1 Quint. Cur. de reb. gest. Alex. Mag.
2 Lucan. lib. 5.
3 Actuum c. 1. Viri Galilei, quid statis aspicientes in coelum? Hic Iesus, qui assumptus est á vobis in coelum. &c.
4 Vbi supra. c. eodem.
5 Cap. 23.
6 Marc. c. 15.
7 Idem ibidem. Et introiuit audacter ad Pilatum, & petijt corpus Iesu.
8 Magnanimitas est moderatus contingentium vsus, vrbana cum hominibus conuersatio, & magnificentia cum ratione.
9 Plutarch. in Leontichi. & Erasm. in Apophtegm.
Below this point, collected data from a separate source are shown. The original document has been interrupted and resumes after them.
Issue #1864, opened 2017-03-01
election pages - future Senate electons


PaulClark2:
Senate Class 1 is up for election in 2018. The election pages for classes 2 and 3 are confusing.

Class 2: https://beta.fec.gov/data/elections/senate/IL/2020/
Class 3: https://beta.fec.gov/data/elections/senate/AZ/2022/

![senate-class2-2020-election-page](https://cloud.githubusercontent.com/assets/11817734/23460807/255e532e-fe55-11e6-8fe0-5ac4f6e6168b.png)

![senate-class3-2022-election-page](https://cloud.githubusercontent.com/assets/11817734/23460811/29b2f966-fe55-11e6-92bc-0e59ff6d2c13.png)

Also see https://github.com/18F/openFEC-web-app/issues/1863

noahmanger:
Resolved by https://github.com/18F/openFEC-web-app/pull/1865

Issue #1863, opened 2017-03-01
election pages -- invalid election years for President and Senate


PaulClark2:
...data/elections/president/ allows users to enter invalid presidential election years. 

We should not allow a 2018 presidential election page. The dates displayed on the page, as it exists now, are confusing. 

https://beta.fec.gov/data/elections/president/2018/
![president-election-page](https://cloud.githubusercontent.com/assets/11817734/23460331/e07c10c2-fe52-11e6-8f1c-4ca7e9707d2a.png)

PaulClark2:
...data/elections/senate/[STATE]/ allows users to enter invalid Senate election years. 

https://beta.fec.gov/data/elections/senate/MO/2020/ MO does not have a Class 2 (2020) Senate election.

The dates displayed on the page are confusing.

![senate-class2-invalid-election-2020-page](https://cloud.githubusercontent.com/assets/11817734/23460504/bd462d30-fe53-11e6-9070-8255a1b3dc4c.png)

PaulClark2:
Also see https://github.com/18F/openFEC-web-app/issues/1864

noahmanger:
Resolved by https://github.com/18F/openFEC-web-app/pull/1865

PR #1865, opened 2017-03-02
Dynamically generate list of election cycles

noahmanger:
This fixes several of the election cycle weirdness that @paulclark2 noticed in https://github.com/18F/openFEC-web-app/issues/1863 and https://github.com/18F/openFEC-web-app/issues/1864.

There's two issues. First, the cycle select currently maxes out at the current cycle (in this case, 2018). So even if a user navigated to a future election page, the select wouldn't match the other dates on the page: 

image

This patch makes it so that if the cycle entered in the URL path is greater than the current cycle, then the select will build a range up to that point (otherwise it will max out at the current cycle):

image

Second, it checks the cycle for presidential pages so that if it's not a valid presidential year, it throws a 404. 

Third, it adds a `SENATE_CLASSES` constant and checks that when on a state's page, that the year in the URL path is actually a year when one of this state's classes is up for election, otherwising throwing a 404. And also now only shows valid elections:
image

This does not resolve the issue of incorrect election dates showing up in election search results, as those are handled by the API.

@PaulClark2 do you think this resolves those issues?

### DIFF
--- a/openfecwebapp/utils.py
+++ b/openfecwebapp/utils.py
@@ -107,8 +107,9 @@ def date_ranges():
         ),
     }
 
-def get_cycles():
-    return range(current_cycle(), constants.START_YEAR, -2)
+def get_cycles(max_cycle=None):
+    max = max_cycle if max_cycle else current_cycle()
+    return range(max, constants.START_YEAR, -2)
 
 def election_title(cycle, office, state=None, district=None):
     base = ' '.join([str(cycle), 'Election', 'United States', office.capitalize()])
--- a/openfecwebapp/utils.py
+++ b/openfecwebapp/utils.py
@@ -167,3 +167,21 @@ def process_cash_data(totals):
 
 def process_ie_data(totals):
     return financial_summary_processor(totals, constants.IE_FORMATTER)
+
+
+def get_senate_cycles(senate_class):
+    if senate_class == 1:
+        max = 2018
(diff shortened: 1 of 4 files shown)


jontours:
@noahmanger is the list, for example, of a state's valid senatorial cycles are currently generated from the `election\search` api endpoint?  Trying to keep abreast of all the ways that endpoint is used.

noahmanger:
@jontours this PR just introduces some new constants (and utils that use them) to generate lists of cycles for each class, and then associates classes with states. It could be something provided by the API though.

jontours:
Ah, gotcha.  I'll see if it is something simple to do given the resources we have (I think it would be).

openfecwebapp/utils.py
```diff
@@ -166,3 +167,16 @@ def process_cash_data(totals):
...
+def get_senate_cycles(senate_class):
+    next_election = constants.NEXT_SENATE_ELECTIONS[str(senate_class)]
+    return range(next_election, constants.START_YEAR, -6)
+
+def get_state_senate_cycles(state):
+    senate_cycles = []
+    for senate_class in [1, 2, 3]:
+        if state.upper() in constants.SENATE_CLASSES[str(senate_class)]:
+            senate_cycles += get_senate_cycles(senate_class)
+    print(senate_cycles)
```
xtine: rm print statement

Issue #1860, opened 2017-02-28
Show itemized disbursements on candidate page


noahmanger:
So that users can see how candidates spend their money, show itemized disbursements from all authorized committees on the candidate page. 

---

![image](https://cloud.githubusercontent.com/assets/1696495/23385925/230094dc-fd08-11e6-8214-17ce1fa4c992.png)

**Completion criteria:**
- [x] Show which committees the disbursements are from
- [x] Allow users to switch 2-year periods (we can't support the full-cycle view yet)
- [x] Filter `/schedules/schedule_b/` for all results in the current time period by the candidate's authorized committees

noahmanger:
Resolved by https://github.com/18F/openFEC-web-app/pull/1866

PR #1866, opened 2017-03-03
Feature/new candidate disbursements and about candidate

xtine:
Section on new candidate page for itemized disbursements. https://github.com/18F/openFEC-web-app/issues/1860

screencapture-127-0-0-1-3000-candidate-h0ca32101-new-1488502610815

Also added "About this candidate" tab.

screencapture-127-0-0-1-3000-candidate-s2wi00219-new-1489548392859

Need styles for about tab: https://github.com/18F/fec-style/pull/647

### DIFF
--- a/openfecwebapp/api_caller.py
+++ b/openfecwebapp/api_caller.py
@@ -220,7 +220,7 @@ def load_candidate_totals(candidate_id, cycle, election_full=True):
     return {}
 
 
-def load_candidate_statement_of_candidacy(candidate_id, cycle, election_full=False):
+def load_candidate_statement_of_candidacy(candidate_id, cycle):
     response = _call_api(
         'filings',
         candidate_id=candidate_id, cycle=cycle, form_type='F2'
--- a/openfecwebapp/api_caller.py
+++ b/openfecwebapp/api_caller.py
@@ -179,7 +179,6 @@ def load_single_type(data_type, c_id, *path, **filters):
     data = _call_api(data_type, c_id, *path, **filters)
     return result_or_404(data)
 
-
 def load_nested_type(parent_type, c_id, nested_type, *path, **filters):
     return _call_api(parent_type, c_id, nested_type, *path, per_page=100, **filters)
 
--- a/openfecwebapp/api_caller.py
+++ b/openfecwebapp/api_caller.py
@@ -228,7 +228,7 @@ def load_candidate_statement_of_candidacy(candidate_id, cycle):
 
     if response['results']:
         return response['results'][:2]
-    return {}
+    return None
 
 
 def result_or_404(data):
--- a/openfecwebapp/api_caller.py
+++ b/openfecwebapp/api_caller.py
@@ -221,16 +221,10 @@ def load_candidate_totals(candidate_id, cycle, election_full=True):
 
 
 def load_candidate_statement_of_candidacy(candidate_id, cycle, election_full=False):
-    if election_full:
-        response = _call_api(
-            'filings',
-            candidate_id=candidate_id, form_type='F2'
-        )
-    else:
-        response = _call_api(
-            'filings',
-            candidate_id=candidate_id, cycle=cycle, form_type='F2'
-        )
+    response = _call_api(
+        'filings',
+        candidate_id=candidate_id, cycle=cycle, form_type='F2'
+    )
 
     if response['results']:
         return response['results'][:2]
--- a/openfecwebapp/api_caller.py
+++ b/openfecwebapp/api_caller.py
@@ -220,6 +220,23 @@ def load_candidate_totals(candidate_id, cycle, election_full=True):
     return {}
 
 
+def load_candidate_statement_of_candidacy(candidate_id, cycle, election_full=False):
+    if election_full:
+        response = _call_api(
+            'filings',
+            candidate_id=candidate_id, form_type='F2'
+        )
+    else:
+        response = _call_api(
+            'filings',
+            candidate_id=candidate_id, cycle=cycle, form_type='F2'
+        )
+
+    if response['results']:
+        return response['results'][:2]
+    return {}
+
+
 def result_or_404(data):
     if not data.get('results'):
         abort(404)
--- a/openfecwebapp/templates/candidates-single-new.html
+++ b/openfecwebapp/templates/candidates-single-new.html
@@ -47,19 +47,28 @@
           <a
             class="side-nav__link"
             role="tab"
-            data-name="other-spending"
+            data-name="about-candidate"
             tabindex="1"
             aria-controls="panel2"
-            href="#section-2">Spending by others to support or oppose</a>
+            href="#section-2">About this candidate</a>
+        </li>
+        <li class="side-nav__item" role="presentation">
+          <a
+            class="side-nav__link"
+            role="tab"
+            data-name="other-spending"
+            tabindex="2"
+            aria-controls="panel3"
+            href="#section-3">Spending by others to support or oppose</a>
         </li>
         <li class="side-nav__item" role="presentation">
           <a
             class="side-nav__link"
             role="tab"
             data-name="itemized-disbursements"
-            tabindex="2"
-            aria-controls="panel3"
-            href="#section-3">Itemized Disbursements</a>
+            tabindex="4"
+            aria-controls="panel4"
+            href="#section-4">Itemized Disbursements</a>
         </li>
       </ul>
     </nav>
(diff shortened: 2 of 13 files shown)


xtine:
Paging doesn't seem to work. @jontours can you double check if the `page` filter is working properly on the API for `schedule_b`?

xtine:
Fixed the paging issue by setting `paginator: tables.SeekPaginator` in the datatable so it uses indexes instead of page filter.

noahmanger:
Is this ready for review @xtine ?

xtine:
@noahmanger: this is ready now. I had a bit of difficulty trying to figure out the "filter this data" button for multiple committees since the `{{ url_for }}` helper has the limitation of unique filters so I can't pass more than one committee. But since most candidates I've seen usually show one committee I've set it so if there's just one it shows the button and doesn't if there are multiple for now.

openfecwebapp/templates/candidates-single-new.html
```diff
@@ -52,6 +52,15 @@ <h1 class="entity__name">{{ name }}</h1>
             aria-controls="panel2"
             href="#section-2">Spending by others to support or oppose</a>
         </li>
+        <li class="side-nav__item" role="presentation">
+          <a
+            class="side-nav__link"
+            role="tab"
+            data-name="itemized-disbursements"
+            tabindex-"1"
```
noahmanger: Should be `=` not `-`.

openfecwebapp/templates/partials/candidate/itemized-disbursements.html
```diff
@@ -0,0 +1,68 @@
...
+{% import 'macros/null.html' as null %}
+{% import 'macros/cycle-select.html' as select %}
+
+<section id="section-3" role="tabpanel" aria-hidden="true" aria-labelledby="section-1-heading">
+  <div class="heading--section">
+    <h2>Itemized Disbursements</h2>
+  </div>
+
+  <div class="content__section">
+    {{ select.cycle_select(election_years, cycle, duration=duration, id="cycle-1") }}
```
noahmanger: The cycle select shouldn't have the option to do "full cycle" since we only have up to two years data at a time:
image

static/js/pages/candidate-single.js
```diff
@@ -55,26 +59,51 @@ var electioneeringColumns = [
...
+        helpers.buildAppUrl(['committee', row.committee_id]),
+        'committee'
+      );
+    }
+  },
+  {
+    data: 'recipient_name',
+    className: 'all',
+    orderable: false,
+    defaultContent: 'NOT REPORTED'
```
noahmanger: We haven't been using `defaultContent` elsewhere, so I think best to just leave it blank.

static/js/pages/candidate-single.js
```diff
@@ -94,10 +123,58 @@ var tableOpts = {
...
+    columns: filingsColumns,
+    order: [[2, 'desc']],
+    dom: tables.simpleDOM,
+    pagingType: 'simple',
+    hideEmpty: true
+  });
+}
+
+function initDisbursementsTable() {
+  var $table = $('table[data-type="itemized-disbursements"]');
```
noahmanger: Can we set the default per-page to just 10? 30 on these pages feels like a lot.

noahmanger (changes requested):
Looking good, but caught a few things.

openfecwebapp/templates/partials/candidate/itemized-disbursements.html
xtine: Hm, should we should remove the whole Time period section? I guess it doesn't make sense because you can choose the year from the Election dropdown anyway.

noahmanger: We could try just make the select two-year periods. Though I'm not sure how this will play with the rest of the page and the "Full election" parameter that's set.

xtine: Do you mean the dropdown showing two year periods?

noahmanger: Yep.

xtine: screen shot 2017-03-08 at 4 42 31 pm

openfecwebapp/templates/macros/cycle-select.html
```diff
@@ -1,4 +1,4 @@
-{% macro cycle_select(cycles, cycle=none, duration=2, location='query', id='cycle-select', class='') %}
+{% macro cycle_select(cycles, cycle=none, duration=2, location='query', id='cycle-select', class='', show_two_year_period=False) %}
```
noahmanger: This isn't quite right, but I think I did a bad job explaining. It should show all two-year periods, not just the election years. So for a candidate who ran in 2010 and 2016, it should show: 2009-2010, 2011-2012, 2013-2014, 2015-2016. This set of years is available in the `cycles` template var. 

The `committee_cycle_select` macro below does this for committee pages, so maybe it makes sense to repurpose it for this case. 

I'm down to pair on this too, as the logic gets real wonky real fast.

xtine:
Even after following down a wrong rabbit hole, I figured out how to show all two-year periods for candidates. At first I had all two-year periods for a candidate selectable, but then I would still get 404 pages for some years. Ended up that I still had the `election-full=True` filter set so it would not give any results in the candidate history API even though it was still a valid two year period. So just setting `election-full=True` on any disbursement two year period selections would then give a non-empty result.

screen shot 2017-03-09 at 7 58 19 pm

openfecwebapp/templates/partials/candidate/about-candidate.html
```diff
@@ -0,0 +1,93 @@
...
+    </div>
+
+    <div class="entity__figure row">
+
+      <h3>Candidate information</h3>
+
+      <table class="t-sans usa-width-three-fourths">
+        <tr>
+          <td class="figure__label">Seat:</td>
+          <td class="figure__value">{{ office_full }}</td>
```
noahmanger: For house races this should also include `district`.

noahmanger (commented):
I'm getting an error when trying to change the cycle on [McCain's page here](http://localhost:3000/candidate/P80002801/new/?cycle=2008&election_full=true&tab=itemized-disbursements)  . Do you know what's up with that?

xtine:
@noahmanger: it's another issue when the disbursements page selects a two-year period that isn't in an election year.

openfecwebapp/templates/partials/candidate/itemized-disbursements.html
```diff
@@ -0,0 +1,70 @@
...
+        </li>
+      </ul>
+
+      <button type="button" class="js-export button button--cta button--export" data-export-for="itemized-disbursements">Export</button>
+    </div>
+
+    <table
+        class="data-table data-table--heading-borders"
+        data-type="itemized-disbursements"
+        data-committee-id="{% for c in committee_groups['P'] | reverse %}{{ c.committee_id }},{% endfor %}{% for c in committee_groups['A'] | reverse %}{{ c.committee_id }},{% endfor %}"
```
xtine: Just realized that there's already `committee_ids` coming from the view, so I just made a simpler loop that also works for the Filter this data button url as well.

xtine:
@noahmanger: this is ready for another review. not sure why the build isn't passing because the python unit tests pass for me locally but on travis it's failing at ao landing page?

openfecwebapp/api_caller.py
```diff
@@ -221,6 +220,17 @@ def load_candidate_totals(candidate_id, cycle, election_full=True):
...
 
 
+def load_candidate_statement_of_candidacy(candidate_id, cycle):
+    response = _call_api(
+        'filings',
+        candidate_id=candidate_id, cycle=cycle, form_type='F2'
+    )
+
+    if response['results']:
+        return response['results'][:2]
```
noahmanger: I'm not sure if we want to show just the first two or show all. Thinking...

noahmanger (commented):
Looking good. The only thing is about showing the Form 2s. I think rather than hard-code the versions in and only showing the two most recent, we should show _all_ for the selected election and show their actual version from the API. What do you think?

openfecwebapp/templates/partials/candidate/about-candidate.html
```diff
@@ -0,0 +1,145 @@
...
+          <td class="figure__value">{{ party_full|lower|title }}</td>
+        </tr>
+        {% if statement_of_candidacy %}
+        <tr>
+          <td class="figure__label">Statement of candidacy:</td>
+          <td class="figure__value">
+            <ul>
+            {% for statement in statement_of_candidacy %}
+              <li>
+                {% if loop.index == 1 %}
```
xtine: It's already ordered by date, so the latest one will be the most recent.

In regards to showing all of the forms for the election, some of them have like 10+ revised statements of candidacy for an election and can really bog down that section.

noahmanger: Ah that makes sense.

noahmanger (approved):

PR #1868, opened 2017-03-03
Adding the form numbers to the form type filter

noahmanger:
Responding to a bit of feedback that came in https://github.com/18F/FEC/issues/1135 , which also echoed earlier feedback, this adds form numbers to the form type dropdown on the filings page. 

image

This seems like a sensible change that will help experienced users disambiguate the filter options easier. I just did it because it only took two minutes to do.


jenniferthibault:
What do you think about not abbreviating so that it feels more approachable? I.e., `(Form 3)` instead of `(F3)`

noahmanger:
I like it. 
image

Emblem 7: Pulchrum pecunia Faunum / El dinero à lo feo haze hermoso

Ten essa cortina Amor,
Con rostro seuero y graue,
Pues tu madre Venus sabe
Quien lleuarà su fauor.
Porque esse Fauno belloso
Que tan feo agora ves
Le ofreze oro: y assi es
A sus ojos muy hermoso.

DEspues que passaron las tres edades, 1 y començò la de hierro, no huuo amigo con amigo, ni se dexó de exercitar qualquier fraude, qualquier genero de mal, y daño: siguiose tambien a esto, aquel desenfrenado desseo de señorear, 2 principio, y causa de guerras. De aqui el no estimarse vnos â otros, sino es siendo ricos y poderosos. De aqui a valer tanto el dinero, que le obligó a dezir al otro Poeta, 3 que el mucho oro es el que da la honra y grandeza, y que con el oro se enamora: y es sin duda que no se tiene mas credito de quanto dinero se tiene en el arca. 4 Que reuerenciado, que seruido: y que adorado es el rico? Y que abatido, que deshechado, y que aborrezido es el pobre. El dinero es el que da amigos, y el que no le alcança en qualquier parte le menosprecian y estiman en poco: 5 y es ordinario mientras vno estâ en su felicidad, auer quien le siga, le haga amistad, y le ayude, y en boluiendo el rostro la fortuna, dexarle, y no conocerle. 6 Llama Virgilio a la pobreza fea, 7 y Seneca la llama triste, 8 no sin razon: porque no ay cosa mas triste y fea el dia de oy que ella, y al contrario no la ay mas estimada que el dinero, el qual es hermoso y a todo lo que no lo es haze que lo parezca. 9 Desdichado del que en esta vida fuere pobre, y tres y quatro vezes dichoso el que fuere rico, y vsare dello, como sino lo fuere, que aunque el necessitado y pobre padezca en este valle de miserias y desuenturas, lleuelo con paciencia, y sealo de espiritu, 10 que no le està prometido, en recompensa dello, menos que el Reyno de los cielos. 11 Finalmente la substancia del Emblema (que es el querer dar a entender lo que puede y vale el dinero) viene a encarecerse todo lo possible con la pintura de que Venus admite a vn Fauno, porque trae las manos llenas de oro, siendo ella entre las Diosas muy bella, y el entre los Dioses muy feo. 12

1 Ouid. lib. 1. Metamo. & Hesiod. in ope. & die.
2 Salust. in coniurat. Catili. Libidinem dominandi causam belli habere.
3 Ouid. de arte aman. lib. 2. Plurimus auro venit honos: auro conciliatur amor.
4 Iuuen. Saty.
5 Ouid. lib. 1. fast. Pauper vbique iacet.
6 Idem lib. 1. trist. eleg. 8.
7 lib. 6. Aeneid. Turpis egestas.
8 Traged. Thyest. Act. 2. Illinc egestas tristis.
9 Apul. Cupido formosae pecuniae leniebatur.
10 Quia egestas a Domino, &c. Pro. cap. 3.
11 2. ad Corin. c. 6. Tanquam nihil habentes, & omnia possidentes. Matth. c. 5. & Luc. c. 6.
12 Virg. Eclo. 7. formosae Myrtus veneri. Ouid. lib. 1. Metam. sunt rustica numina Fauni.